I walked back into the den and filled a syringe with two vials of Ativan. Then I jabbed the needle deep into the muscle of Orson’s bare ass. On my way out the door, he called my name, but I didn’t stop. I ascended the staircase and headed for the guest room, unwilling to sleep in his bed. The mattress was cramped and lumpy, but I’d been up for thirty hours and could’ve slept on broken glass. Through the window, I heard the college bell tower striking two, birds bickering, wind in the trees, and cars in the valley below — the sounds of a New England town on a Saturday afternoon. I am so, so far from that.

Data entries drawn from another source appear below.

PR #133, opened 2024-09-04
feat: google AI provider

geclos:
Adds support for Gemini and related models in Latitude

### DIFF
--- a/packages/core/drizzle/meta/0042_snapshot.json
+++ b/packages/core/drizzle/meta/0042_snapshot.json
@@ -1,0 +1,1841 @@
+{
+  "id": "51c93352-5bd5-4667-8a9f-0a97df72c155",
+  "prevId": "63b62478-8b10-4a13-a030-e3344e1db99d",
+  "version": "7",
+  "dialect": "postgresql",
+  "tables": {
+    "latitude.users": {
+      "name": "users",
+      "schema": "latitude",
+      "columns": {
+        "id": {
+          "name": "id",
+          "type": "text",
+          "primaryKey": true,
+          "notNull": true
+        },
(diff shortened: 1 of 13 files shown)


packages/core/src/services/providerLogs/create.ts
```diff
@@ -51,14 +51,7 @@ export async function createProviderLog(
...
       .values({
-        // TODO: Review if wrapping with a `new Date` is necessary.
-        // `generatedAt` is already a `Date` object, so this should work but it doesn't.
-        // I saw this workouround here:
-        // https://github.com/drizzle-team/drizzle-orm/issues/1113#issuecomment-2220076371
-        //
-        // Docs for timestamp with `{ mode: 'date' }`
-        // https://orm.drizzle.team/docs/column-types/pg#timestamp
-        generatedAt: new Date(generatedAt),
+        generatedAt: generatedAt,
```
andresgutgon, line 54: Not necessary?

packages/core/drizzle/meta/0042_snapshot.json
andresgutgon, line 1: This metadata json in drizzle are terrible. I wish there were another way.

packages/core/src/services/providerLogs/create.ts
geclos: no, my suspicion is that since this happened in a job before, whoever implemented this forgot that properties get serialized into serializable values for the job system to work (so dates get transformed into strings). Since this happens in sync now, no need for this.

andresgutgon: That was me. Makes sense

My thoughts were with Beth Lancing and her children as I floated into sleep. I’m trying to save your lives, but I robbed you of a husband and a father. Robbed myself of my best friend. I wondered if she already sensed that he was gone.

28

I came down the staircase at 1:30 in the morning, having slept straight for eleven and a half hours. The house was so still. I could hear only the minute mechanical breathing of the kitchen appliances as they cut on and off in the predawn silence.

After starting a pot of coffee, I poked my head into the den. Orson’s chair had fallen over. He was unconscious, naked, still awkwardly attached to the toppled chair. He looked feeble, helpless, and for a moment I let myself pity him.

Barefoot, I walked into his study and sat down at the desk. As the monitor revived, crackling with static electricity, I saw that he had one message waiting. Typing in the password, I opened the new E-maiclass="underline"

>From: <LK72@aol.com>

>Date: Sun, 10 Nov 1996 01:02:09 -0500 (EST)

>To: David Parker <dparker@email.woodside.edu>

>Subject:

>

>O —

>

>Might be in SB Monday evng. Call when you hit Nbrsk and we’ll see about a rendezvous.

>

>L

Shutting down the computer, I walked back into the den and gave Orson another injection. Then I went upstairs to take a shower.

The hot water felt immaculate. After I’d tidied up the cuts on my face with a razor blade, I lingered in the stream, leaning against the wet tile, head down, the water cooling, watching the blood swirl under my feet into the drain.

It took a while for the steam to settle in the bathroom, and I sat on the toilet while it did, thumbing through Orson’s wallet, yet another possession of his, identical to mine. Removing his driver’s license, I set it on the sink. I looked nothing like the picture. His hair was short and brown, his face clean-shaven. Rising, I wiped the condensation off the mirror.

My beard had grown out considerably, gray and bristly. My hair was in shambles, the dye stripped from this last marathon shower. I shaved first, even my sideburns, and it was an improvement. There was an attachment on the electric razor for tonsure, so I climbed back into the shower and sheared my head.

When I finished, I glanced again into the mirror — much, much better.

"Hi, Orson," I said, smiling.

IV

29

SUNDAY, before dawn, I loaded Orson into the trunk of his Lexus and pulled out of the driveway of his house in Woodside. I carried his wallet, filled with his cash and credit cards, and I felt reasonably sure that, should the necessity arise, I could pass for my brother. It was comforting to know that because Orson existed, Andrew Thomas could disappear.

I drove to the Woodside Inn and slipped furtively up the noisy staircase into what had been Walter’s and my room. Our clothes were still scattered across the beds, and I stuffed everything from the drawers and the floor into our suitcases and lugged them down to the car.